Grammar is used to describe all possible lines in a language. It is also useful in determining how the parser should parse the language.
In this grammar, they seem to use their own version of EBNF , where non-terminal is any lowercase word, and the terminal is all uppercase or surrounded by quotation marks. For example, NEWLINE is a terminal, arith_expr is non-terminal, and "if" is also a terminal. Any non-terminal can be replaced with anything to the right of the colon of its corresponding production rule. For example, if you look at the first rule:
single_input: NEWLINE | simple_stmt | composite_stmt NEWLINE
We can replace single_input with one of NEWLINE, simple_stmt or complex_stmt, followed by NEWLINE. Suppose we replaced it with "compound_stmt NEWLINE", then we will look for a production rule for complex_stmt:
compound_stmt: if_stmt | while_stmt | for_stmt | try_stmt | with_stmt | funcdef | classdef | decorated
and select which one we want to use and replace it with "composite_stmt" (keeping NEWLINE in it)
Suppose we wanted to generate a valid python program:
if 5 < 2 + 3 or not 1 == 5: raise
We could use the following output:
- single_input
- compound_stmt NEWLINE
- if_stmt NEWLINE
- 'if' test ':' suite NEWLINE
- 'if' or_test ':' NEWLINE INDENT stmt stmt DEDENT NEWLINE
- 'if' and_test 'or' and_test ':' NEWLINE INDENT simple_stmt DEDENT NEWLINE
- 'if' not_test 'or' not_test ':' NEWLINE INDENT small_stmt DEDENT NEWLINE
- 'if' comparison 'or' 'not' not_test ':' NEWLINE INDENT flow_stmt DEDENT NEWLINE
- 'if' expr comp_op expr 'or' 'not' comparison ':' NEWLINE INDENT raise_stmt DEDENT NEWLINE
- 'if' arith_expr '<' arith_expr 'or' 'not' arith_expr comp_op arith_expr ':' NEWLINE INDENT 'raise' DEDENT NEWLINE
- 'if' term '<' term '+' term 'or' 'not' arith_expr == arith_expr ':' NEWLINE INDENT 'raise' DEDENT NEWLINE
- 'if' NUMBER '<' NUMBER '+' NUMBER 'or' 'not' NUMBER == NUMBER ':' NEWLINE INDENT 'raise' DEDENT NEWLINE
A few notes here, firstly, we must start with one of the non-terminals, which is indicated as the starting non-terminal. On this page they list them as single_input, file_input or eval_input. Secondly, the conclusion is completed after all the characters are terminal (hence the name). Thirdly, most often one substitution is done per line, for the sake of brevity, I did all possible replacements at once and began to skip steps towards the end.
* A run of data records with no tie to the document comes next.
PR #2107, opened 2025-04-01
Handing empty string defaults better in copyInterfaceInputs

opotowsky:

`copyInterfaceInputs` now handles the possibility that a file setting default could be an empty string. 

This scenario was not covered until this setting default was added downstream. The root of the issue is that `pathlib.Path("") = "."`. If that weren't the case, then I think this code would have just worked. Also, it seemed more robust to account for the absolute path scenario rather than relative path (which can include `..`, `.`, or nothing!) scenario. 

## SCR Information

Change Type: features

One-Sentence Description: Adding logic to copyInterfaceInputs to properly handle a file setting default that is an empty string. 

---

## Checklist

### DIFF
--- a/armi/cases/case.py
+++ b/armi/cases/case.py
@@ -931,13 +931,16 @@ def copyInterfaceInputs(
             for f in files:
                 WILDCARD = False
                 RELATIVE = False
+                EMPTY = False
                 if "*" in f:
                     WILDCARD = True
                 if ".." in f:
                     RELATIVE = True
+                if not f:
+                    EMPTY = True
 
                 path = pathlib.Path(f)
-                if not WILDCARD and not RELATIVE:
+                if not WILDCARD and not RELATIVE and not EMPTY:
                     try:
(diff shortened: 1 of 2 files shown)


john-science (approved):
Okay, so, your PR makes it so that if the default value of a list of files setting is empty, then we just exclude the setting entirely from the output file, rather than writing back out another empty setting?
 
Is that right?
 
And that is only possible if the setting is set to empty in code? Or can this happen from a settings file?

opotowsky:
> Okay, so, your PR makes it so that if the default value of a list of files setting is empty, then we just exclude the setting entirely from the output file, rather than writing back out another empty setting?

This doesn't affect anything regarding lists of files, but rather when the default for a file setting is defined as an empty string `""`.
 
> And that is only possible if the setting is set to empty in code? Or can this happen from a settings file?

This could happen in a settings file but it is unlikely. The scenario here was a default setting for a file being set to an empty stirng.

Given the string in the language, how to find its output? This is the work of the parser. The parser draws the engineers a production sequence to first verify that it is indeed a valid string, and moreover, how it can be derived from grammar. It is worth noting that many grammars can describe one language. However, for a given line, its output, of course, will be different for each grammar. Therefore, technically we are writing a parser for grammar, not language. Some grammars are easier to parse, some grammars are easier to read / understand. It belongs to the first.
Nor does it indicate the whole language of what it looks like. Grammar says nothing about semantics.
If you're more interested in parsing and grammar, I recommend Grune, Jacobs - Parsing Techniques . It is free and good for self-study.